[About this task]
Copy exactly the lines of the data below that run from the line holding "- the **generic" through the line holding "- All 10 action", both ends included.

== Segment start ==

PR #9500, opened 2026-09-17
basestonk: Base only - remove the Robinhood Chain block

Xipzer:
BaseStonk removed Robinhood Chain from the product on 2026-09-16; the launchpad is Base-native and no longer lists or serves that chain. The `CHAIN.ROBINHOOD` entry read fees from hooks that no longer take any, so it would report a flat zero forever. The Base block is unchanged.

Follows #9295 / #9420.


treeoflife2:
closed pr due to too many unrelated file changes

== Segment end ==
== Segment start ==

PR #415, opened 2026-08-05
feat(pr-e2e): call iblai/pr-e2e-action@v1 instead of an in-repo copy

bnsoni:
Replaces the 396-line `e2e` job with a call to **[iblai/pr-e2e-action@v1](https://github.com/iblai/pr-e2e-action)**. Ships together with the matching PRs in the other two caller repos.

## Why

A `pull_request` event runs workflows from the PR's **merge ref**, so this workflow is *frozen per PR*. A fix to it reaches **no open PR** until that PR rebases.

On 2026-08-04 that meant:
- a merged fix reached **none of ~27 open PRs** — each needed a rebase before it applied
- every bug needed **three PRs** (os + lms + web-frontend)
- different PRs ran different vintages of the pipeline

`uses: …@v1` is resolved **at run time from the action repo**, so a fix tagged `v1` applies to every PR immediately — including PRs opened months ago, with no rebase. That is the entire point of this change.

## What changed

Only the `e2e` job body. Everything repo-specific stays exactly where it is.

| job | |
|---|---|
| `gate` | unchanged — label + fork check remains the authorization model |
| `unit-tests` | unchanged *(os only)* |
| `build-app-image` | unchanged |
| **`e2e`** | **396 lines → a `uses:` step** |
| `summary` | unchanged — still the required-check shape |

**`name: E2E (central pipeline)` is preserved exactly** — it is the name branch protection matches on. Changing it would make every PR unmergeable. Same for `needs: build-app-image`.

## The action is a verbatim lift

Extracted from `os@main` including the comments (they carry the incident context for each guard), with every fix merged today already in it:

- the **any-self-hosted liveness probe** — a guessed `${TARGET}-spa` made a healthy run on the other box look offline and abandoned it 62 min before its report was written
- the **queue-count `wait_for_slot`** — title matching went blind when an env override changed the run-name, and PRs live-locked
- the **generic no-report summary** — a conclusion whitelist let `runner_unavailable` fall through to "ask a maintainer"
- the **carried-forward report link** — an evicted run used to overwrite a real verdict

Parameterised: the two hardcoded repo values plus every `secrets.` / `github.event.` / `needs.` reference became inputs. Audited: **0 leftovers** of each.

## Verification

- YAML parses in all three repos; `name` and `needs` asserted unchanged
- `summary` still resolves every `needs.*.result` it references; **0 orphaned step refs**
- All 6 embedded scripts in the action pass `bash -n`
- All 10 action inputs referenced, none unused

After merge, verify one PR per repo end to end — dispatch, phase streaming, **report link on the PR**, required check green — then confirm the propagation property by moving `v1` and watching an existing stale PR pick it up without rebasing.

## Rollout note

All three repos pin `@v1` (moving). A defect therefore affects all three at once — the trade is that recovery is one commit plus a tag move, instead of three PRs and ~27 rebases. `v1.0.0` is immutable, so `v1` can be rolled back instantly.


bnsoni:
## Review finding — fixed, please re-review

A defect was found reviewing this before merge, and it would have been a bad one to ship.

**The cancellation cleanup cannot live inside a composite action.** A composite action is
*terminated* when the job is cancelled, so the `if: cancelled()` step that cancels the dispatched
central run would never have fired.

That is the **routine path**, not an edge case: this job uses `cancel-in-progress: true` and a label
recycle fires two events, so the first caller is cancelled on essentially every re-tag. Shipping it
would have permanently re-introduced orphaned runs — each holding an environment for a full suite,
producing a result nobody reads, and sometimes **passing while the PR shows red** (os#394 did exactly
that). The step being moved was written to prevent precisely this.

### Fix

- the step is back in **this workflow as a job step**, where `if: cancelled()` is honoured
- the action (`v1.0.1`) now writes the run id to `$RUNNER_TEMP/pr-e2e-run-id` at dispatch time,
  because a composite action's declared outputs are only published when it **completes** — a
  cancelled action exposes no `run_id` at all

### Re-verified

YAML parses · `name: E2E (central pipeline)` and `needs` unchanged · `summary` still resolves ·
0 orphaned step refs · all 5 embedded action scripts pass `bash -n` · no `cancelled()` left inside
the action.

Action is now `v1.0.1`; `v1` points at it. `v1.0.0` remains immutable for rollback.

== Segment end ==
== Segment start ==

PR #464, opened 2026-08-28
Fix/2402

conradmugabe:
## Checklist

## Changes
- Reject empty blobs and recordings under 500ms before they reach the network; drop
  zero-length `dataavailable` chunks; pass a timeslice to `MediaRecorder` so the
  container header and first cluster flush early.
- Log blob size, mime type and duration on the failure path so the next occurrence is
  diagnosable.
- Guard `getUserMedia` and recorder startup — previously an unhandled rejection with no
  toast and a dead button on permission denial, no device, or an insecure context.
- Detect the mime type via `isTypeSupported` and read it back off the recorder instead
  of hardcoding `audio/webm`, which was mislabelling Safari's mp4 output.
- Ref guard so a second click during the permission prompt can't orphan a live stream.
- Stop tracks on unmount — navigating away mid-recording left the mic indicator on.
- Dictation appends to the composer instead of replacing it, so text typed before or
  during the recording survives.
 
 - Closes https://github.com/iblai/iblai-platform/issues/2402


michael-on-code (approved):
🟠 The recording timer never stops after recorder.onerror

== Segment end ==

[Completed task]
- the **generic no-report summary** — a conclusion whitelist let `runner_unavailable` fall through to "ask a maintainer"
- the **carried-forward report link** — an evicted run used to overwrite a real verdict

Parameterised: the two hardcoded repo values plus every `secrets.` / `github.event.` / `needs.` reference became inputs. Audited: **0 leftovers** of each.

## Verification

- YAML parses in all three repos; `name` and `needs` asserted unchanged
- `summary` still resolves every `needs.*.result` it references; **0 orphaned step refs**
- All 6 embedded scripts in the action pass `bash -n`
- All 10 action inputs referenced, none unused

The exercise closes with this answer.